WASHINGTON — Sheila Bair is stepping down as chairman of the Federal Deposit Insurance Corp. this summer, ending a five-year term in which the Kansas native helped craft the government's response to the 2008 financial crisis.
Bair will leave her post as one of the government's top bank regulators on July 8, the FDIC said Monday.
She was among the first officials to raise concerns about the explosion in high-risk lending to borrowers with bad credit. Under her tenure, the agency closed the most banks since the savings and loan crisis. That included Washington Mutual, the nation's largest bank failure.
The FDIC is charged with maintaining public confidence in the banking system. The agency guarantees bank deposits up to $250,000.
Vice Chairman Martin Gruenberg is considered a likely candidate to succeed her. He will become the acting chairman if the Obama administration doesn't appoint a replacement before Bair leaves.
Bair, 57, was appointed by President George W. Bush in 2006. Within a year, she moved to shut down Santa Monica, Calif.-based Fremont Investment & Loan. The bank had been a major player in the troubled home-mortgage business, doling out high-interest loans to people with poor credit records or low incomes. It was the first of 365 banks closed during her time leading the agency.
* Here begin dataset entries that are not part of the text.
PR #1628, opened 2026-07-26
don't follow symlinks or trust another user's file in FS.open

netliomax25-code:
1. With `cache=True` the cache path is derived only from the grammar, the options and the version strings, so `<tmpdir>/.lark_cache_<user>_<sha256>_3_12.tmp` is predictable to anyone else with access to the temp directory.
2. A file another user leaves at that path reaches `pickle.load` in `lark.py:377` before the sha256 line is compared on 378, and since that digest sits in the same file it is a cache key rather than an authenticity check, so the load is arbitrary code execution as whoever runs the parser.
3. Saving the cache followed a symlink left at the same path and overwrote whatever it pointed at.

Sent the non-atomicwrites branch of `FS.open` through an `O_NOFOLLOW` open that also refuses a file it doesn't own and keeps the cache at 0600, which is roughly what the atomicwrites branch gets from `mkstemp` today. A refused cache just falls through to the existing handlers, so the grammar is parsed normally. Three tests in `tests/test_cache.py` cover the load path, the save path and the file mode; they fail on master and pass here, and the rest of the suite is green with and without `atomicwrites` installed.

### DIFF
--- a/lark/lark.py
+++ b/lark/lark.py
@@ -382,6 +382,11 @@ class Lark(Serialize, Generic[_Return_T]):
                 except FileNotFoundError:
                     # The cache file doesn't exist; parse and compose the grammar as normal
                     pass
+                except PermissionError as e:
+                    # FS.open refused the cache (a symlink, owned by another user, or
+                    # writable by others). This is an intentional refusal, not a crash,
+                    # so log a single line and rebuild from the grammar as normal.
+                    logger.warning("Not loading Lark from cache: %s. We will rebuild it.", e)
                 except Exception: # We should probably narrow done which errors we catch here.
                     logger.exception("Failed to load Lark from cache: %r. We will try to carry on.", cache_fn)
 
--- a/lark/lark.py
+++ b/lark/lark.py
@@ -386,7 +386,7 @@ class Lark(Serialize, Generic[_Return_T]):
                     # FS.open refused the cache (a symlink, owned by another user, or
                     # writable by others). This is an intentional refusal, not a crash,
                     # so log a single line and rebuild from the grammar as normal.
-                    logger.warning("Not loading Lark from cache: %s. We will rebuild it.", e)
+                    logger.warning("Failed to load cache due to a permissions error: %s. Rebuilding from the grammar.", e)
                 except Exception: # We should probably narrow done which errors we catch here.
                     logger.exception("Failed to load Lark from cache: %r. We will try to carry on.", cache_fn)
 
@@ -490,8 +490,11 @@ class Lark(Serialize, Generic[_Return_T]):
                     f.write(cache_sha256.encode('utf8') + b'\n')
                     pickle.dump(used_files, f)
                     self.save(f, _LOAD_ALLOWED_OPTIONS)
+            except PermissionError as e:
+                # FS.open refused the cache path (a symlink, or owned by another user).
+                logger.warning("Failed to save cache due to a permissions error: %s", e)
             except IOError as e:
-                logger.exception("Failed to save Lark to cache: %r.", cache_fn, e)
+                logger.exception("Failed to save Lark to cache: %r. (%s)", cache_fn, e)
 
     if __doc__:
         __doc__ += "\n\n" + LarkOptions.OPTIONS_DOC
--- a/lark/utils.py
+++ b/lark/utils.py
@@ -308,7 +308,8 @@ except ImportError:
 
 def _open_private(name, mode, **kwargs):
     """Like open(), but refuses to follow a symlink, refuses a file that belongs to
-    another user, and keeps the file readable only by its owner.
+    another user, refuses to read a file that other users can access, and keeps the
+    file readable only by its owner.
 
     The parser cache is stored in a shared temporary directory under a name that is
     derived from the grammar, so another user on the same machine can predict it and
@@ -322,8 +323,14 @@ def _open_private(name, mode, **kwargs):
         flags |= getattr(os, "O_BINARY", 0)
     fd = os.open(name, flags | getattr(os, "O_NOFOLLOW", 0), 0o600)
     try:
-        if hasattr(os, "geteuid") and os.fstat(fd).st_uid != os.geteuid():
-            raise PermissionError("Refusing to use %r: it belongs to another user" % name)
+        st = os.fstat(fd)
+        if hasattr(os, "geteuid"):
+            if st.st_uid != os.geteuid():
+                raise PermissionError("Refusing to use %r: it belongs to another user" % name)
+            # On read, don't trust the contents of a file that group or others can
+            # write, since it could have been tampered with even though we own it.
+            if "w" not in mode and st.st_mode & 0o077:
+                raise PermissionError("Refusing to read %r: it is accessible to other users" % name)
         if "w" in mode and hasattr(os, "fchmod"):
             os.fchmod(fd, 0o600)
         return os.fdopen(fd, mode, **kwargs)
--- a/lark/utils.py
+++ b/lark/utils.py
@@ -305,6 +305,33 @@ try:
 except ImportError:
     _has_atomicwrites = False
 
+
+def _open_private(name, mode, **kwargs):
+    """Like open(), but refuses to follow a symlink, refuses a file that belongs to
+    another user, and keeps the file readable only by its owner.
+
+    The parser cache is stored in a shared temporary directory under a name that is
+    derived from the grammar, so another user on the same machine can predict it and
+    get there first.
+    """
+    if "w" in mode:
+        flags = os.O_WRONLY | os.O_CREAT | os.O_TRUNC
+    else:
+        flags = os.O_RDONLY
+    if "b" in mode:
+        flags |= getattr(os, "O_BINARY", 0)
+    fd = os.open(name, flags | getattr(os, "O_NOFOLLOW", 0), 0o600)
+    try:
+        if hasattr(os, "geteuid") and os.fstat(fd).st_uid != os.geteuid():
+            raise PermissionError("Refusing to use %r: it belongs to another user" % name)
+        if "w" in mode and hasattr(os, "fchmod"):
+            os.fchmod(fd, 0o600)
+        return os.fdopen(fd, mode, **kwargs)
+    except Exception:
+        os.close(fd)
+        raise
+
+
 class FS:
     exists = staticmethod(os.path.exists)
 
@@ -313,7 +340,7 @@ class FS:
         if _has_atomicwrites and "w" in mode:
             return atomicwrites.atomic_write(name, mode=mode, overwrite=True, **kwargs)
         else:
-            return open(name, mode, **kwargs)
+            return _open_private(name, mode, **kwargs)
 
 
 class fzset(frozenset):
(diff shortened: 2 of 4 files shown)


MegaIng:
Is this standard practice in other projects using cache files?

Would it be easier to put the cache files somewhere else?

netliomax25-code:
Both fair questions.

1. On prior art: it's what CPython does for its own temp files. `tempfile.mkstemp` opens with `O_RDWR|O_CREAT|O_EXCL|O_NOFOLLOW` at mode 0600 (`tempfile.py`, `_text_openflags` and `_mkstemp_inner`). Lark already inherits that on one path: with the `atomic_cache` extra installed, `FS.open` hands writes to `atomicwrites.atomic_write`, which creates the file through `mkstemp` and renames it into place, so that branch is already 0600 and already symlink-proof. This PR mostly gives the plain-`open()` fallback the same properties.

2. The gap that made me file it is that reads never reach that branch. `FS.open` only routes to atomicwrites when `"w" in mode`, so `'rb'` is a plain `open()` either way, and that's the call feeding `pickle.load` on lark.py:377 (the sha256 line is compared on 378, after that load). I re-checked on master just now: with atomicwrites installed, a pickle planted at the predictable cache path still runs on load; without the extra, the save path also follows a symlink and overwrites whatever it points at. On this branch both are refused and the grammar is parsed normally.

   The exposure is platform-dependent, which may be why it isn't obvious: on macOS `gettempdir()` is a per-user `/var/folders/.../T` at 0700, but on Linux and CI it's `/tmp` at 1777.

3. On moving the files, yes, and I'd say that's the better fix if you want to go that way. A directory only the user can write to removes the cause instead of defending against it, and it's the norm: pip, black, pre-commit, Cython and huggingface_hub all default to a per-user cache dir, and matplotlib only falls back to the temp dir when that's unwritable, and even then uses `mkdtemp` at 0700 and warns. Two things to weigh: lark has no runtime dependencies, so it'd mean hand-rolling `XDG_CACHE_HOME`/`~/.cache` plus `%LOCALAPPDATA%` rather than taking platformdirs, and it changes the default cache location, so files already in the temp dir get orphaned and the new directory wants creating at 0700.

The two aren't exclusive, and they're not the same size of change. I'm happy to convert this PR to a per-user cache directory, or leave it as the narrow fix and do the relocation separately. Whichever you'd rather carry.

Validation on the branch: full suite green with and without atomicwrites installed (1315 tests), CI passing.

netliomax25-code:
any preference?

MegaIng:
I think we should consider doing both. The change from this PR on it's own is a good idea already.

MegaIng:
The current implementation does not refuse to open files that have incorrect permissions for reading, it just changes them. Is this intentional?

And don't worry about cache invalidation, a new lark version is going to invalidate all caches anyway.

netliomax25-code:
1. On the read path it wasn't intentional, and you're right that it's the wrong default. Reads only checked ownership, so a file we own but that group or others can write could have been tampered with by another user and we'd still pickle.load it. Changing perms there doesn't help either, since the bad contents are already on disk.

2. Fixed it to refuse instead: on read, `_open_private` now rejects a cache whose group/other bits are set (`st_mode & 0o077`) rather than trusting or rewriting it. A refused cache falls through to the existing handler and the grammar is rebuilt, and since 0600 is what we write, only stale or planted files get refused. Good point on invalidation too, so I didn't add any migration for older 0644 caches; they'll just be rebuilt.

The write path still tightens to 0600 rather than refusing, which seems right since it truncates and we own it.

Added `test_load_refuses_group_or_world_accessible` alongside the existing three. Full suite green with and without atomicwrites installed.

On the relocation: agreed, I'll keep this as the narrow fix and open the per-user cache directory as a separate PR.

MegaIng (approved):

MegaIng:
@erezsh I can't approve workflows AFAICT.

erezsh:
@MegaIng I changed your role from “triage” to “write". Let me know if it still doesn't work.

MegaIng:
@erezsh Works, thank you. I am going to leave merging to you, but I think this PR is ready.

erezsh:
Thanks, I haven't had time to look into it yet, but I'll do it soon.

erezsh:
Fable had some comments, and at a glance they seem right. I would appreciate if you could address them.

1. O_TRUNC runs before the ownership check — _open_private, lark/utils.py:319 on the branch. In the non-atomicwrites write path the open truncates the target and only then fstats and refuses it. I reproduced it: a group-writable cache owned by nobody went from 16 bytes → 0 bytes, then PermissionError: ... belongs to another user. For a legitimately shared explicit cache="path" that means we destroy a colleague's cache and then don't replace it. Fix: drop O_TRUNC from the flags and call os.ftruncate(fd, 0) after the checks pass.

2. Refusals surface as ERROR + full traceback. The new PermissionErrors land in except Exception: logger.exception(...) at lark/lark.py:393, so an intentional "won't read this" looks like a crash. Concretely, anyone with an explicit cache="path" file written by the current release (0644 under default umask) gets a traceback on first load after upgrading — before this PR the same situation (version mismatch) fell through silently. (cache=True is unaffected since the version is part of the filename.) Suggest catching PermissionError separately in lark.py and logging a one-line warning, or raising a dedicated exception lark.py can recognise.

3. The read check is stricter than the threat. st.st_mode & 0o077 refuses group/world-readable files, but only write bits let another user tamper; 0o022 matches the stated rationale ("could have been tampered with"). More important: on filesystems that don't honour fchmod (vfat, WSL /mnt/c, some Docker bind mounts, NFS with squash) files report 0777/0755, so an explicit cache="path" there becomes permanently non-functional — reparsed on every Lark() with a traceback each time under the current logging. That's the scenario where point 2 turns from cosmetic to painful.

4. No test coverage of _open_private on Windows. 

(I'm not sure 2 is a bad thing, but worth keeping in mind.)

netliomax25-code:
Thanks, all four look right. Addressed them:

1. O_TRUNC before the ownership check. Dropped O_TRUNC from the write flags and moved to os.ftruncate(fd, 0) after the checks pass, so a file we end up refusing is left intact instead of emptied first. Confirmed on the plain-open path: a 0600 cache faked as owned by another uid now raises before any truncation and its contents are untouched.

2. Refusals surfacing as ERROR + traceback. lark.py now catches PermissionError separately from the load and logs a one-line warning, then rebuilds as normal. I also translated the O_NOFOLLOW symlink error (ELOOP, EMLINK on some BSDs) into a PermissionError inside _open_private, so a planted symlink takes the same quiet path rather than a traceback. The version-mismatch-on-upgrade case you described now logs 'Not loading Lark from cache: ... We will rebuild it.' and parses fine.

3. Read check stricter than the threat. Narrowed the mask from 0o077 to 0o022, so only group/other write bits are refused and a file we own that is merely group/world readable loads normally. On the fchmod-less filesystems (vfat, WSL /mnt/c, some bind mounts) an explicit cache path is still refused, but with point 2 that is now a one-line warning and a rebuild each time rather than a traceback, so it stays functional just uncached. Added a test that a 0644 file we own is accepted and one that a 0666 file is refused.

4. Windows coverage. Added TestCacheFilePortable (not gated on posix) that round-trips a write/read through FS.open and checks truncate-on-write, so _open_private is exercised on Windows where the ownership and symlink checks are no-ops.

Validation: full suite green with and without atomicwrites installed (1320 tests), mypy clean on the changed files.

erezsh:
I made small changes. Let me know if you agree @MegaIng & @netliomax25-code

netliomax25-code:
Looks good to me. The save-path PermissionError branch is the half I'd only done on the load side, so catching it there is the right symmetry, and the reworded warnings are clearer. I pulled the branch and ran the full suite green (1321 tests, with and without atomicwrites), and the new test passes both ways. Happy for it to go in.

netliomax25-code:
any update?

erezsh:
A question that just occurred to me, should we make it possible to disable this protection?

Because some users might not care about it, and might not need it, while it could break some legitimate workflows. (at least, legitimate in the context of personal use)

netliomax25-code:
I think yes, as long as it stays on by default and the opt-out is explicit.

1. Where it can bite: only an explicit `cache="path"`. With `cache=True` lark creates the file itself at 0600 under a name that includes the username, so the checks shouldn't fire on a file it wrote and there's nothing to opt out of. The cases I can see breaking are all explicit paths: a cache baked into a Docker image as root and loaded by a non-root user, a cache file shared between accounts, and a path on a filesystem that reports 0777 for everything (vfat, WSL `/mnt/c`, some bind mounts).

2. What happens there today: I checked the first and third on this branch (faking the uid and the mode bits). The parser still builds and parses fine, but the cache is refused on every construction, so it reparses each time. Since lark's logger defaults to CRITICAL the warning isn't visible either, so from the user's side the cache just quietly stops helping. That seems like a good enough reason to give them a switch.

3. Shape I'd suggest: a boolean Lark option, default on (something like `cache_strict=True`, naming is yours), that makes `FS.open` fall back to a plain `open()` when turned off, with a line in the option docs saying what it skips. I'd keep the checks unconditional for `cache=True`, since that's the predictable path in a shared temp dir and nothing legitimate gets refused there. There's precedent for the pattern: sshd's `StrictModes` and git's `safe.directory` are both ownership/mode checks that default to on and can be turned off explicitly.

I can add that to this PR with a test for both settings, or it could go in separately so this one isn't held up further. The default-on behavior here doesn't change either way.

erezsh:
I think `unsafe_cache = False` is a good name. WDYT?

MegaIng:
I don't quite like using "safe" as a term for a functionality that still loads arbitrary data. This doesn't fix the attack vector, it just makes it harder to use.

erezsh:
Maybe unguarded_cache is a better term? Anyway, I'm open to suggestions.

netliomax25-code:
`unguarded_cache` works for me.

1. On the name: I agree with MegaIng that "safe"/"unsafe" would oversell it, since the cache is still a pickle and the checks only narrow who can plant one. "Unguarded" says what gets switched off without claiming the default is safe, and `False` reads naturally as the default. I don't have a better candidate.

2. I pushed it under that name so there's something concrete to look at; it's a single rename if you settle on something else. `unguarded_cache=False` keeps everything in this PR as it is. With `True`, `FS.open` falls back to the plain `open()` it used before (writes still go through atomicwrites when that's installed). The option doc lists what gets skipped and says the cache is a pickle, so it should only be set when everyone who can write to the path is trusted.

3. Two things differ from what I sketched earlier:
   - It's left out of the cache key, since it only changes how the file is opened and not what's in it. Otherwise turning it on to get an existing cache accepted (say one baked into an image as root) would miss on the hash and rebuild anyway.
   - I'd suggested keeping the checks unconditional for `cache=True`. I dropped that: a temp dir on a filesystem that reports 0777 would have no way out, and a switch that only half applies seemed more surprising than useful. Easy to restrict to explicit paths if you'd rather.

Validation: the new tests cover both settings (a 0666 cache is refused and rebuilt by default, and loaded with `unguarded_cache=True`), plus a round trip that also runs on Windows. I also checked the other-owner case by faking the uid: the default rebuilds, unguarded loads from the cache. Full suite green with and without atomicwrites (1324 tests), mypy clean.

Bair also advocated for consumers and small banks during the financial crisis, when most other regulators focused primarily on helping the biggest Wall Street firms. She was among the earliest to flag the impending foreclosure crisis. After the housing bubble burst, she argued unsuccessfully for the government to force banks to reduce monthly payments for troubled homeowners.
Some, including Sen. Charles Schumer, D-N.Y., criticized Bair for moving too slowly to recognize problems with IndyMac Bank, a failed California savings and loan and one of the first large casualties of the housing bust. The agency took over IndyMac in 2008.
But as part of the takeover, many borrowers' payments were lowered to a set percentage of their monthly incomes. The loan modification became a model for the government's later efforts to help those at risk of foreclosure.
Bair often disagreed with members of the Bush and Obama administrations, as well as industry executives and other regulators.
Most notably, she clashed with Treasury Secretary Timothy Geithner over a range of issues related to the Wall Street bailouts. For example, Bair wanted the government to force out Citigroup CEO Vikram Pandit after it extended billions in bailouts and guarantees to the financial services firm. Geithner disagreed. Pandit kept his job.
Her reputation for taking on large banks was cemented during last year's debate over the financial regulatory overhaul. Bair pushed for a policy to wind down the biggest financial companies whose failure threatened the broader financial system. She fought successfully to have the FDIC run that process.
Another provision forces big banks to pay a larger share of the fees that the agency charges to insure deposits.
In the past, banks paid based on the amount of deposits they held. Now, the fees are calculated based on the loans a bank holds on its books. Larger banks tend to have more loans relative to their deposits.
"We had our moments of cooperation and moments of frustration with Bair," said Scott Talbott, a lobbyist with the Financial Services Roundtable, which represents the nation's largest financial companies. But he said she provided "strong leadership during a tumultuous time."
Bair, who grew up in Independence and was a longtime financial regulator, worked as a civil rights attorney in the 1970s and was a top aide to former Sen. Bob Dole, R-Kan. She launched an unsuccessful run for Congress in 1990, losing in the primary by less than 800 votes.
Dole, who encouraged Bair to return to Kansas and run for office, said in a statement that she did an "outstanding job at the FDIC in very difficult times."
The FDIC says Bair will chair a final board meeting during the first week of July.